PR #7762, opened 2024-03-26
gpuav: Split debug instructions and make a switch case

spencer-lunarg:
This fixes small bug were I was injecting a `OpName` after a `OpModuleProcessed`

### DIFF
--- a/layers/gpu_validation/spirv/module.cpp
+++ b/layers/gpu_validation/spirv/module.cpp
@@ -42,55 +42,87 @@ Module::Module(std::vector<uint32_t> words, uint32_t shader_id, uint32_t output_
         }
         auto new_inst = std::make_unique<Instruction>(it, instruction_count++);
 
-        SpvType spv_type = GetSpvType(new_inst->Opcode());
+        switch (opcode) {
+            case spv::OpCapability:
+                capabilities_.emplace_back(std::move(new_inst));
+                break;
+            case spv::OpExtension:
+                extensions_.emplace_back(std::move(new_inst));
+                break;
+            case spv::OpExtInstImport:
+                ext_inst_imports_.emplace_back(std::move(new_inst));
+                break;
+            case spv::OpMemoryModel:
+                memory_model_.emplace_back(std::move(new_inst));
+                break;
+            case spv::OpEntryPoint:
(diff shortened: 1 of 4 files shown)


layers/gpu_validation/spirv/module.cpp
```diff
@@ -42,55 +42,87 @@ Module::Module(std::vector<uint32_t> words, uint32_t shader_id, uint32_t output_
         }
         auto new_inst = std::make_unique<Instruction>(it, instruction_count++);
 
-        SpvType spv_type = GetSpvType(new_inst->Opcode());
-
-        if (opcode == spv::OpCapability) {
```
spencer-lunarg, line 47: this grew and expanded and better just being a switch case now, so that all I did

layers/gpu_validation/spirv/module.h
```diff
@@ -49,7 +49,9 @@ class Module {
     InstructionList memory_model_;
     InstructionList entry_points_;
     InstructionList execution_modes_;
-    InstructionList debug_infos_;
```
spencer-lunarg, line 52: image

i didn't realize that "debug" has 3 sub groups in it

layers/vulkan/generated/spirv_grammar_helper.h
```diff
@@ -839,39 +839,6 @@ static constexpr bool GroupOperation(uint32_t opcode) {
     }
 }
 
-static constexpr bool DebugOperation(uint32_t opcode) {
```
spencer-lunarg, line 842: this wasn't helpful because these are actually split up into 3

layers/vulkan/generated/spirv_grammar_helper.h
```diff
@@ -839,39 +839,6 @@ static constexpr bool GroupOperation(uint32_t opcode) {
...
-        case spv::OpLine:
-        case spv::OpNoLine:
-        case spv::OpModuleProcessed:
-            return true;
-        default:
-            return false;
-    }
-}
-
-static constexpr bool AnnotationOperation(uint32_t opcode) {
```
spencer-lunarg, line 859: this "seems" like it would be good to generate, but used one spot and there hasn't been a change to these instructions in the last 7 years, won't probably be a new one in the next 7 as well

PR #7763, opened 2024-03-26
More cleanup for cross chassis objects

spencer-lunarg:
- Makes everything `chassis_state` to better see what is coming from the chassis
- Make things const ref (assume was left over when we use to pass `void *` everywhere)
-  replace `using CreateShaderModuleStates = std::array<CreateShaderModule, 32>;` 
- Extract the `vvl::Pipeline` from things that don't need a per-layer check

### DIFF
--- a/layers/state_tracker/chassis_modification_state.h
+++ b/layers/state_tracker/chassis_modification_state.h
@@ -79,33 +79,31 @@ using ShaderModuleUniqueIds = std::unordered_map<VkShaderStageFlagBits, uint32_t
 
 struct CreateGraphicsPipelines {
     std::vector<safe_VkGraphicsPipelineCreateInfo> modified_create_infos;
-    std::vector<std::shared_ptr<vvl::Pipeline>> pipe_state;
     std::vector<ShaderModuleUniqueIds> shader_unique_id_maps;
     const VkGraphicsPipelineCreateInfo* pCreateInfos;
 };
 
 struct CreateComputePipelines {
     std::vector<safe_VkComputePipelineCreateInfo> modified_create_infos;
-    std::vector<std::shared_ptr<vvl::Pipeline>> pipe_state;
     std::vector<ShaderModuleUniqueIds> shader_unique_id_maps;  // not used, here for template function
     const VkComputePipelineCreateInfo* pCreateInfos;
 };
 
 struct CreateRayTracingPipelinesNV {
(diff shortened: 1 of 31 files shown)


layers/state_tracker/chassis_modification_state.h
```diff
@@ -72,35 +72,36 @@ struct ShaderObject {
     }
 };
 
-// One for each shader stage
-// Currently at most, we should ever have 5 stages in a pipeline/shader object
-using CreateShaderModuleStates = std::array<CreateShaderModule, 32>;
```
spencer-lunarg, line 77: so this was awful, it was only carrying around the unique shader ID 

also the `32` was suppose to be a hashmap index for `VkShaderStageFlagBits` which means clearly anything using Mesh Shading was not working as expected

layers/vulkan/generated/chassis.cpp
```diff
@@ -656,35 +656,35 @@ VKAPI_ATTR VkResult VKAPI_CALL CreateGraphicsPipelines(VkDevice device, VkPipeli
     bool skip = false;
     ErrorObject error_obj(vvl::Func::vkCreateGraphicsPipelines, VulkanTypedHandle(device, kVulkanObjectTypeDevice));
 
-    chassis::CreateGraphicsPipelines cgpl_state[LayerObjectTypeMaxEnum]{};
```
spencer-lunarg, line 659: before we were creating everything for each layer

the goal of `chassis::CreateGraphicsPipelines` was it could be a global thing all layers used since it is at the "chassis level"

The issue is we have an different way of creating `vvl::Pipeline` state objects. These **need** to be tied to a single layer (otherwise everyone is combing them together)

jeremyg-lunarg (approved):
LGTM

scripts/generators/best_practices_generator.py
```diff
@@ -187,15 +191,20 @@ def generateSource(self):
             paramList = [param.name for param in command.params]
             paramList.append('record_obj')
             if command.name in self.extra_parameter_map:
-                paramList.append('state_data')
+                paramList.append('chassis_state')
+            if command.name in self.pipeline_parameter_map:
```
arno-lunarg, line 195:
```suggestion
            elif command.name in self.pipeline_parameter_map:
```

arno-lunarg (approved):

PR #7764, opened 2024-03-26
layers: Use vvl custom container

spencer-lunarg:
some spots I noticed we were not using `vvl::unordered_map`/`vvl::unordered_set` where we could


artem-lunarg (approved):

jeremyg-lunarg:
It would be nice if we had an automated way to catch this...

-- -- --

• _Task goal_:
Scan the entries above for the line containing "spencer-lunarg, line 859: this", and copy it and all lines after it exactly, down to and including the line containing "spencer-lunarg, line 77: so".

• _Completed exercise_:
spencer-lunarg, line 859: this "seems" like it would be good to generate, but used one spot and there hasn't been a change to these instructions in the last 7 years, won't probably be a new one in the next 7 as well

PR #7763, opened 2024-03-26
More cleanup for cross chassis objects

spencer-lunarg:
- Makes everything `chassis_state` to better see what is coming from the chassis
- Make things const ref (assume was left over when we use to pass `void *` everywhere)
-  replace `using CreateShaderModuleStates = std::array<CreateShaderModule, 32>;` 
- Extract the `vvl::Pipeline` from things that don't need a per-layer check

### DIFF
--- a/layers/state_tracker/chassis_modification_state.h
+++ b/layers/state_tracker/chassis_modification_state.h
@@ -79,33 +79,31 @@ using ShaderModuleUniqueIds = std::unordered_map<VkShaderStageFlagBits, uint32_t
 
 struct CreateGraphicsPipelines {
     std::vector<safe_VkGraphicsPipelineCreateInfo> modified_create_infos;
-    std::vector<std::shared_ptr<vvl::Pipeline>> pipe_state;
     std::vector<ShaderModuleUniqueIds> shader_unique_id_maps;
     const VkGraphicsPipelineCreateInfo* pCreateInfos;
 };
 
 struct CreateComputePipelines {
     std::vector<safe_VkComputePipelineCreateInfo> modified_create_infos;
-    std::vector<std::shared_ptr<vvl::Pipeline>> pipe_state;
     std::vector<ShaderModuleUniqueIds> shader_unique_id_maps;  // not used, here for template function
     const VkComputePipelineCreateInfo* pCreateInfos;
 };
 
 struct CreateRayTracingPipelinesNV {
(diff shortened: 1 of 31 files shown)


layers/state_tracker/chassis_modification_state.h
```diff
@@ -72,35 +72,36 @@ struct ShaderObject {
     }
 };
 
-// One for each shader stage
-// Currently at most, we should ever have 5 stages in a pipeline/shader object
-using CreateShaderModuleStates = std::array<CreateShaderModule, 32>;
```
spencer-lunarg, line 77: so this was awful, it was only carrying around the unique shader ID 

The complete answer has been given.